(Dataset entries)
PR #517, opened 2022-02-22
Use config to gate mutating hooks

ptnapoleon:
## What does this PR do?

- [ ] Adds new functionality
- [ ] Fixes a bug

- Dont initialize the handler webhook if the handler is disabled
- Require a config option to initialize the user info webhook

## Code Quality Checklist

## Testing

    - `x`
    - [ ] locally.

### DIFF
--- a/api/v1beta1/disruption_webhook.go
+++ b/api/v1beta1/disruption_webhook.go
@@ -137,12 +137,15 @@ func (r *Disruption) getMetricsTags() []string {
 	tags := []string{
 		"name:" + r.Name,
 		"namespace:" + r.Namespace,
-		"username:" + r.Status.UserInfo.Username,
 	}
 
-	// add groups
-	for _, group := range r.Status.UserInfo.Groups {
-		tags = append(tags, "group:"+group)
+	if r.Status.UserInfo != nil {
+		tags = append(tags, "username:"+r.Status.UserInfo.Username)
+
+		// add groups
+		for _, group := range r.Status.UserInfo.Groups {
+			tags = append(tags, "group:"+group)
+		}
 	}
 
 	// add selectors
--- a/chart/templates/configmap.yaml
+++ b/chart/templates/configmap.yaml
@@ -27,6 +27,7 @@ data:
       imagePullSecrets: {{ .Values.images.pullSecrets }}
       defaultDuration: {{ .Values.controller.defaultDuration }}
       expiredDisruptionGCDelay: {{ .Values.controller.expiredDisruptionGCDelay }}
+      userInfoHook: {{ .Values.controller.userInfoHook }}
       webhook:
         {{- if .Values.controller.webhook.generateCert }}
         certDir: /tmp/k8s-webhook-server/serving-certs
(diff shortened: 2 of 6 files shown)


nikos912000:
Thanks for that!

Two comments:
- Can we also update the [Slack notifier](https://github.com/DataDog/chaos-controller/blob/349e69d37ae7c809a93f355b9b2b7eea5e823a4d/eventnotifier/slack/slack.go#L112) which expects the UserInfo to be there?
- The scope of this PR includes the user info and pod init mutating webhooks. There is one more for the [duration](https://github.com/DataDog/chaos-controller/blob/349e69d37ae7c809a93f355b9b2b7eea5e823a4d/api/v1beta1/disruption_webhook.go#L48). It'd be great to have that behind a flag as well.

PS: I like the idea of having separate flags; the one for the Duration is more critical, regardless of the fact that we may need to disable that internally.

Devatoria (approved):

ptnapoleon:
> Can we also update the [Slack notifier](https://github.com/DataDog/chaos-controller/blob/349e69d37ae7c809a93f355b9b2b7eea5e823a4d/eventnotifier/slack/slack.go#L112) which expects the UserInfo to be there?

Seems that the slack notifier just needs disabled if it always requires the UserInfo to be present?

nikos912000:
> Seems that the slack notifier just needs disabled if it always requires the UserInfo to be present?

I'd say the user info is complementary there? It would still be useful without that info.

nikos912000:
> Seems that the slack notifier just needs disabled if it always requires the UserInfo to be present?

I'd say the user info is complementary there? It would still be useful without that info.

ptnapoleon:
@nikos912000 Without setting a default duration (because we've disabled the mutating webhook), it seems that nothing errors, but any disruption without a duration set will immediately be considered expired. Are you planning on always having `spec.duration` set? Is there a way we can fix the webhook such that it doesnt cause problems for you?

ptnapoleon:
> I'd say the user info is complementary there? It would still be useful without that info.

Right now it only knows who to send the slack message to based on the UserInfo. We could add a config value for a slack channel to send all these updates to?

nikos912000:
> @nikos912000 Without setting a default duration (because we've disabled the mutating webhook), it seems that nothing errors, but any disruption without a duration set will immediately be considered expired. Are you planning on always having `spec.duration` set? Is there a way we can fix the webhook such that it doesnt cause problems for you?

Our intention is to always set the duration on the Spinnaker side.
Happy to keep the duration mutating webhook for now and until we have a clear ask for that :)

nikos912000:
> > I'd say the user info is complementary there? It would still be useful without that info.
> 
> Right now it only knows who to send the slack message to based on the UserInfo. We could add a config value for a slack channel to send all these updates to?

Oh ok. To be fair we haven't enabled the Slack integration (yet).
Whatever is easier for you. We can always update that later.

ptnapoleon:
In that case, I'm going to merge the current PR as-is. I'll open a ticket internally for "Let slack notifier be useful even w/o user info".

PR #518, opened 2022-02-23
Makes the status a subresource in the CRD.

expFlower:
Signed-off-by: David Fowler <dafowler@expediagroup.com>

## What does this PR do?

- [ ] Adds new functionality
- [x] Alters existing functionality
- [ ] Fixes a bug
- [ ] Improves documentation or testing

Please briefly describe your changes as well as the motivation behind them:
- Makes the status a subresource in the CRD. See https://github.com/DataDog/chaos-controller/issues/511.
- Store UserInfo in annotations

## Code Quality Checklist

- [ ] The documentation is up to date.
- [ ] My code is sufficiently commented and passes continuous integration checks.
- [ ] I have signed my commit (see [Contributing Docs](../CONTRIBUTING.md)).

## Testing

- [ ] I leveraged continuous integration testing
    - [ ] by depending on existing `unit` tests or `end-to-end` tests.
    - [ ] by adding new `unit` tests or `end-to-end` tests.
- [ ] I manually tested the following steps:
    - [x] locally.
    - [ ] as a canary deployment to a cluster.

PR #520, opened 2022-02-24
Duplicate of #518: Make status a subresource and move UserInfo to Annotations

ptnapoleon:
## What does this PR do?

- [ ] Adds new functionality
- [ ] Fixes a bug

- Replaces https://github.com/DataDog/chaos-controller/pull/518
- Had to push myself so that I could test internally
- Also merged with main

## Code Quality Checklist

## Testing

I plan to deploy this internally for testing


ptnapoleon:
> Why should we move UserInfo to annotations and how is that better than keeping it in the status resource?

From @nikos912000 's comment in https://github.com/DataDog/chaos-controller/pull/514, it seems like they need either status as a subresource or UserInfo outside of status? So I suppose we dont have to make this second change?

Prompt:
Which of the lines above include the string "initialize"? Pick them out and copy them.

Exercise result:
- Dont initialize the handler webhook if the handler is disabled
- Require a config option to initialize the user info webhook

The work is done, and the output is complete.